[Data items]
Issue #4007, opened 2024-06-10
Error when formatting `_BitInt`


canhld94:
It's good in version `9.1.0` (https://godbolt.org/z/e5rzjxbEb), but starts failing since v10 (https://godbolt.org/z/fEdsc75rb):

```
/opt/compiler-explorer/libs/fmt/10.2.1/include/fmt/core.h:1828:39: error: constexpr variable 'desc' must be initialized by a constant expression
 1828 |   static constexpr unsigned long long desc =
      |                                       ^
 1829 |       (is_packed ? detail::encode_types<Context, Args...>()
      |       ~~~~~~~~~~~~~~~~~~~~~~~~~~~~~~~~~~~~~~~~~~~~~~~~~~~~~
 1830 |                  : detail::is_unpacked_bit | num_args) |
      |                  ~~~~~~~~~~~~~~~~~~~~~~~~~~~~~~~~~~~~~~~
 1831 |       (num_named_args != 0
      |       ~~~~~~~~~~~~~~~~~~~~
 1832 |            ? static_cast<unsigned long long>(detail::has_named_args_bit)
      |            ~~~~~~~~~~~~~~~~~~~~~~~~~~~~~~~~~~~~~~~~~~~~~~~~~~~~~~~~~~~~~
 1833 |            : 0);
```

vitaut:
I was not aware of `_BitInt` working in version 9, it was entirely accidental. We should make it work intentionally and add a test case.

vitaut:
_BitInt support has been added by @Arghnews (thanks!) in #4072.

PR #4072, opened 2024-07-13
Add support for _BitInt on clang

Arghnews:
Issue #4007

Only enabled for clang >= 14 as that's all that supports `_BitInt` at the moment

We need a forwarding reference for `map` to be a "more specialized" match; `const T&`, `T` etc. are ambiguous.

I'm not too familiar, would there be a better way to do this by adding an entry into `enum class type` for `_BitInt`s? Or this is fine?

---

Fyi this worked in version 9 because of this catch-all overload:

https://github.com/fmtlib/fmt/blob/a33701196adfad74917046096bf5a2aa0ab0bb50/include/fmt/core.h#L1506-L1516

Which was then subsequently narrowed down to extended FP types (which "broke" the accidental support for this):

https://github.com/fmtlib/fmt/blob/6a192f8d34cbca3bf6a06575d8f159043d8c7f79/include/fmt/base.h#L1527-L1537

### DIFF
--- a/include/fmt/base.h
+++ b/include/fmt/base.h
@@ -428,6 +428,33 @@ enum class uint128_opt {};
 template <typename T> auto convert_for_visit(T) -> monostate { return {}; }
 #endif
 
+#ifndef FMT_USE_BITINT
+#  if FMT_CLANG_VERSION >= 1400
+#    define FMT_USE_BITINT 1
+#  else
+#    define FMT_USE_BITINT 0
+#  endif
+#endif
+
+template <class T, int N = 0> struct bitint_traits {};
+#if FMT_USE_BITINT
+#  pragma clang diagnostic push
+#  pragma clang diagnostic ignored "-Wbit-int-extension"
+
+// fmt only supports up to 128 bits https://github.com/fmtlib/fmt/pull/4072
+template <int N> struct bitint_traits<_BitInt(N)> {
+  static constexpr bool is_formattable = N <= 128;
+  using formatter_type = conditional_t<(N <= 64), long long, __int128>;
+};
+template <int N> struct bitint_traits<unsigned _BitInt(N)> {
+  static constexpr bool is_formattable = N <= 128;
+  using formatter_type =
+      conditional_t<(N <= 64), unsigned long long, unsigned __int128>;
+};
+
+#  pragma clang diagnostic pop
+#endif
+
 // Casts a nonnegative integer to unsigned.
 template <typename Int>
 FMT_CONSTEXPR auto to_unsigned(Int value) -> make_unsigned_t<Int> {
@@ -1475,6 +1502,17 @@ template <typename Context> struct arg_mapper {
   FMT_MAP_API auto map(float val) -> float { return val; }
   FMT_MAP_API auto map(double val) -> double { return val; }
   FMT_MAP_API auto map(long double val) -> long double { return val; }
+
+  template <class T,
+            FMT_ENABLE_IF(bitint_traits<remove_cvref_t<T>>::is_formattable)>
+  FMT_MAP_API auto map(T&& val) -> decltype(val) {
+    return val;
+  }
+  template <class T,
+            FMT_ENABLE_IF(!bitint_traits<remove_cvref_t<T>>::is_formattable)>
+  FMT_MAP_API auto map(T&&) -> unformattable {
+    return {};
+  }
 
   FMT_MAP_API auto map(char_type* val) -> const char_type* { return val; }
   FMT_MAP_API auto map(const char_type* val) -> const char_type* { return val; }
--- a/include/fmt/format.h
+++ b/include/fmt/format.h
@@ -3950,6 +3950,11 @@ class formatter<std::basic_string<Char, Traits, Allocator>, Char>
 template <typename Char, size_t N>
 struct formatter<Char[N], Char> : formatter<basic_string_view<Char>, Char> {};
 
+template <typename T, typename Char>
+struct formatter<T, Char,
+                 enable_if_t<(detail::bitint_traits<T>::is_formattable)>>
+    : formatter<typename detail::bitint_traits<T>::formatter_type, Char> {};
+
 /**
  * Converts `p` to `const void*` for pointer formatting.
  *
--- a/test/format-test.cc
+++ b/test/format-test.cc
@@ -30,10 +30,13 @@
 #  include <version>
 #endif
 
+#include <limits.h>
+
+#include <limits>
+
 #include "gtest-extra.h"
 #include "mock-allocator.h"
 #include "util.h"
-
 using fmt::basic_memory_buffer;
 using fmt::format_error;
 using fmt::memory_buffer;
@@ -931,8 +934,7 @@ TEST(format_test, runtime_width) {
 }
 
 TEST(format_test, exponent_range) {
-  for (int e = -1074; e <= 1023; ++e)
-    (void)fmt::format("{}", std::ldexp(1, e));
+  for (int e = -1074; e <= 1023; ++e) (void)fmt::format("{}", std::ldexp(1, e));
 }
 
 TEST(format_test, precision) {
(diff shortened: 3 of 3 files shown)


include/fmt/base.h
```diff
@@ -474,22 +482,23 @@ FMT_CONSTEXPR auto compare(const Char* s1, const Char* s2, std::size_t n)
   return 0;
 }
 
-namespace adl {
-using namespace std;
+namespace detect {
```
phprus, line 485: Broken rebase

Arghnews: My bad, should be fixed now

include/fmt/base.h
```diff
@@ -427,6 +427,14 @@ enum class uint128_opt {};
 template <typename T> auto convert_for_visit(T) -> monostate { return {}; }
 #endif
 
+#ifndef FMT_USE_BITINT
+#  if FMT_CLANG_VERSION && FMT_CLANG_VERSION >= 1400
```
vitaut, line 431: This can be simplified to 

```
#  if FMT_CLANG_VERSION >= 1400
```

include/fmt/base.h
```diff
@@ -1484,6 +1492,20 @@ template <typename Context> struct arg_mapper {
   FMT_MAP_API auto map(double val) -> double { return val; }
   FMT_MAP_API auto map(long double val) -> long double { return val; }
 
+#if FMT_USE_BITINT
+#  pragma clang diagnostic push
+#  pragma clang diagnostic ignored "-Wbit-int-extension"
+  template <class T, int N = 0> struct is_bitint : std::false_type {};
+  template <int N> struct is_bitint<_BitInt(N)> : std::true_type {};
+  template <int N> struct is_bitint<unsigned _BitInt(N)> : std::true_type {};
```
vitaut, line 1500: Let's move this out of the mapper, next to the `_BitInt` detection above.

include/fmt/base.h
```diff
@@ -1484,6 +1492,20 @@ template <typename Context> struct arg_mapper {
   FMT_MAP_API auto map(double val) -> double { return val; }
   FMT_MAP_API auto map(long double val) -> long double { return val; }
 
+#if FMT_USE_BITINT
+#  pragma clang diagnostic push
+#  pragma clang diagnostic ignored "-Wbit-int-extension"
+  template <class T, int N = 0> struct is_bitint : std::false_type {};
```
vitaut, line 1498: This should be defined outside of conditional block so that the check could be used on all platforms.

test/format-test.cc
```diff
@@ -2442,3 +2442,30 @@ FMT_END_NAMESPACE
...
+
+#if FMT_USE_BITINT
+#  pragma clang diagnostic push
+#  pragma clang diagnostic ignored "-Wbit-int-extension"
+using BitIntS7 = _BitInt(7);
+using BitIntU32 = unsigned _BitInt(32);
+FMT_BEGIN_NAMESPACE
+template <> struct formatter<BitIntS7> : formatter<int8_t> {};
+
+template <> struct formatter<BitIntU32> : formatter<uint32_t> {};
```
vitaut, line 2454: Defining formatters for `_BitInt` should be disallowed.

include/fmt/base.h
```diff
@@ -1484,6 +1492,20 @@ template <typename Context> struct arg_mapper {
...
+  template <int N> struct is_bitint<_BitInt(N)> : std::true_type {};
+  template <int N> struct is_bitint<unsigned _BitInt(N)> : std::true_type {};
+
+  template <class T, FMT_ENABLE_IF(is_bitint<remove_cvref_t<T>>::value)>
+  FMT_MAP_API auto map(T&& val) -> decltype(val) {
```
vitaut, line 1503: `_BitInt` should be converted to appropriate integer type.

Arghnews: Are we assuming the maximum width for a `_BitInt` is 128 bits here, so we can widen to any of the native integer types (including `__int128`)?

I think [officially](https://releases.llvm.org/14.0.0/tools/clang/docs/ReleaseNotes.html#c-language-changes-in-clang) this is what clang supports according to `BITINT_MAXWIDTH` for c++

Although for C(23), it supports up to 8388608
https://godbolt.org/z/jzfGYoY6a

vitaut: I think we can assume that for now and in any case for smaller sizes we should convert to integers for efficiency instead of going through the formatter extension.

vitaut:
@Arghnews, do you plan to update this PR or shall we close it for now (can be reopened later)?

Arghnews:
> @Arghnews, do you plan to update this PR or shall we close it for now (can be reopened later)?

@vitaut  Hi, sorry been busy and now I'm on holiday for 2 weeks, but will update once back and implement your feedback. I'd say leave it open and I'll update in 2-3 weeks, but it's up to you (can reopen of course). Cheers!

vitaut:
No hurry. Let's keep it open and enjoy your holiday!

Arghnews:
Hi,

Reworked this so that now fmtlib will format `_BitInt`s up to 128 bits

Uses wider formatter ie. integer types are widened to 64bit if <= 64 bits wide (assume this is acceptable for performance)
If `FMT_USE_INT128` then supports up to 128 bits

Can't write `static_assert(fmt::is_formattable<signed_bitint<129>, char>{}, "");` as apple clang only allows up to 128 bits. `BITINT_MAXWIDTH` isn't defined, could check `__apple_build_version__` but I just removed this test

Let me know any feedback @vitaut

include/fmt/base.h
```diff
@@ -1475,6 +1502,19 @@ template <typename Context> struct arg_mapper {
   FMT_MAP_API auto map(double val) -> double { return val; }
   FMT_MAP_API auto map(long double val) -> long double { return val; }
 
+#if FMT_USE_BITINT
```
vitaut, line 1505: Let's remove this check and make sure that the overloads below are disabled if _BitInt is not available.

include/fmt/base.h
```diff
@@ -427,6 +427,33 @@ enum class uint128_opt {};
...
 
+#ifndef FMT_USE_BITINT
+#  if FMT_CLANG_VERSION >= 1400
+#    define FMT_USE_BITINT 1
+#  else
+#    define FMT_USE_BITINT 0
+#  endif
+#endif
+
+template <class T, int N = 0> struct bitint_traits : std::false_type {};
```
vitaut, line 438: I don't think this should inherit from `false_type`. Instead you might need to add `is_formattable = false` to disable overloads for types other than `_BitInt`.

include/fmt/base.h
```diff
@@ -427,6 +427,33 @@ enum class uint128_opt {};
...
+#if FMT_USE_BITINT
+#  pragma clang diagnostic push
+#  pragma clang diagnostic ignored "-Wbit-int-extension"
+
+// fmt only supports up to 128 bits https://github.com/fmtlib/fmt/pull/4072
+template <int N> struct bitint_traits<_BitInt(N)> : std::true_type {
+  static constexpr bool is_signed = true;
+  static constexpr size_t number_of_bits = N;
```
vitaut, line 446: Can we use numeric_limits instead?

include/fmt/base.h
```diff
@@ -3157,6 +3197,9 @@ FMT_INLINE void println(format_string<T...> fmt, T&&... args) {
 }
 
 FMT_END_EXPORT
+#if FMT_USE_BITINT
+#  pragma clang diagnostic pop
+#endif
```
vitaut, line 3202: Let's move this to the end of the bitint_traits block above.

include/fmt/format.h
```diff
@@ -3950,6 +3950,26 @@ class formatter<std::basic_string<Char, Traits, Allocator>, Char>
 template <typename Char, size_t N>
 struct formatter<Char[N], Char> : formatter<basic_string_view<Char>, Char> {};
 
+#if FMT_USE_BITINT
```
vitaut, line 3953: Let's use SFINAE instead of conditional compilation.

include/fmt/format.h
```diff
@@ -3950,6 +3950,26 @@ class formatter<std::basic_string<Char, Traits, Allocator>, Char>
...
+      conditional_t<(N > 64 && N <= 128),
+                    conditional_t<is_signed, __int128, unsigned __int128>,
+                    void>>;
+};
+}  // namespace detail
+
+template <typename T, typename Char>
+struct formatter<T, Char,
+                 enable_if_t<(detail::bitint_traits<T>::is_formattable)>>
+    : formatter<typename detail::bit_int_format_as<T>::type, Char> {};
```
vitaut, line 3970: We could probably use `format_as` instead of specialization.

test/format-test.cc
```diff
@@ -2507,3 +2509,67 @@ TEST(format_test, writer) {
   fmt::writer(s).print("foo");
   EXPECT_EQ(s.str(), "foo");
 }
+
+#if FMT_USE_BITINT
+#  pragma clang diagnostic push
```
vitaut, line 2514: We don't need to restore warnings with push/pop in tests.

test/format-test.cc
```diff
@@ -2507,3 +2509,67 @@ TEST(format_test, writer) {
...
+
+template <size_t N, bool is_signed>
+using bitint_helper =
+    fmt::conditional_t<is_signed, _BitInt(N), unsigned _BitInt(N)>;
+template <size_t N> using signed_bitint = bitint_helper<N, true>;
+template <size_t N> using unsigned_bitint = bitint_helper<N, false>;
+
+#  if FMT_USE_BITINT
+TEST(format_test, bitint) {
+  EXPECT_EQ(fmt::format("{}", unsigned_bitint<3>{7}), "7");
```
vitaut, line 2525: We only use braced initialization for aggregates in {fmt}: `unsigned_bitint<3>{7} -> unsigned_bitint<3>(7)`.

vitaut (changes requested):
A few more comments.

test/format-test.cc
```diff
@@ -2507,3 +2509,67 @@ TEST(format_test, writer) {
...
+  static_assert(fmt::is_formattable<unsigned_bitint<64>, char>{}, "");
+
+#    if FMT_USE_INT128
+  static_assert(fmt::is_formattable<signed_bitint<128>, char>{}, "");
+  static_assert(fmt::is_formattable<unsigned_bitint<128>, char>{}, "");
+
+  EXPECT_EQ(fmt::format("{}", signed_bitint<128>(0)), "0");
+  EXPECT_EQ(fmt::format("{}", unsigned_bitint<128>(0)), "0");
+  EXPECT_EQ("9223372036854775808",
+            fmt::format("{}", signed_bitint<65>(INT64_MAX) + 1));
```
vitaut, line 2559: Let's use `numeric_limits` instead of C macros.

Arghnews: > Let's use `numeric_limits` instead of C macros.

Sure. I assumed you'd be fine with these since I just copied them from higher up in this file

https://github.com/fmtlib/fmt/blob/e3676ca309fd6c128250f65cd4d32bd9f22e2ef9/test/format-test.cc#L1254-L1262

vitaut: If we already use macros elsewhere then it's fine to keep them here.

include/fmt/base.h
Arghnews: > Can we use numeric_limits instead?

Not if we want this to work when using clang with libstdc++. The libstdc++ implementation just has a load of specialisations for deciding what is signed, and `_BitInt` isn't in it, so it doesn't behave correctly - see https://godbolt.org/z/86hsr5dqK

This works fine with libc++ (which uses an internal function)

Thus I'd say best to leave this as is

include/fmt/format.h
Arghnews: > We could probably use `format_as` instead of specialization.

https://github.com/fmtlib/fmt/blob/a3f3f2ec9a2657acf0b5a762dc3979ac4900b9d7/include/fmt/base.h#L1420-L1428

Unless I'm misunderstanding what you mean, `format_as` will only work on `enum` or `class` types, of which `_BitInt` is neither?

include/fmt/format.h
Arghnews: We probably could, but for example on gcc with `pedantic` it will error with:

```
include/fmt/format.h:3962:46: error: ISO C++ does not support ‘__int128’ for ‘type name’ [-Wpedantic]
 3962 |                     conditional_t<is_signed, __int128, unsigned __int128>,
```

I can disable the warning for that block etc. but not sure it's worthit, especially if msvc and other platforms may have other errors

include/fmt/format.h
```diff
@@ -3950,6 +3950,26 @@ class formatter<std::basic_string<Char, Traits, Allocator>, Char>
...
+namespace detail {
+template <class T> struct bit_int_format_as {
+  using traits = bitint_traits<T>;
+  static constexpr size_t N = traits::number_of_bits;
+  static constexpr bool is_signed = traits::is_signed;
+  using type = conditional_t<
+      N <= 64, conditional_t<is_signed, int64_t, uint64_t>,
+      conditional_t<(N > 64 && N <= 128),
+                    conditional_t<is_signed, __int128, unsigned __int128>,
+                    void>>;
```
vitaut, line 3963: I think this can be moved to `bitint_traits` which would make `number_of_bits` and `is_signed` unnecessary.

include/fmt/format.h
vitaut: You are absolutely right.

include/fmt/format.h
Arghnews: > I think this can be moved to `bitint_traits` which would make `number_of_bits` and `is_signed` unnecessary.

Nice suggestion, have done. Only thing to note, we must `#include <cstdint>` in `base.h` now, for the `int64_t`, if this is acceptable

vitaut: Let's use `(unsigned) long long` which is guaranteed to be at least 64-bit and avoid additional include.

Arghnews: > Let's use `(unsigned) long long` which is guaranteed to be at least 64-bit and avoid additional include.

Good shout, have made this change

vitaut (approved):

vitaut:
Merged, thanks!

§ Required action:
Search the entries for the word "think" and pick out every line that holds it.

§ Answer to the exercise:
I think [officially](https://releases.llvm.org/14.0.0/tools/clang/docs/ReleaseNotes.html#c-language-changes-in-clang) this is what clang supports according to `BITINT_MAXWIDTH` for c++
vitaut: I think we can assume that for now and in any case for smaller sizes we should convert to integers for efficiency instead of going through the formatter extension.
vitaut, line 438: I don't think this should inherit from `false_type`. Instead you might need to add `is_formattable = false` to disable overloads for types other than `_BitInt`.
vitaut, line 3963: I think this can be moved to `bitint_traits` which would make `number_of_bits` and `is_signed` unnecessary.
Arghnews: > I think this can be moved to `bitint_traits` which would make `number_of_bits` and `is_signed` unnecessary.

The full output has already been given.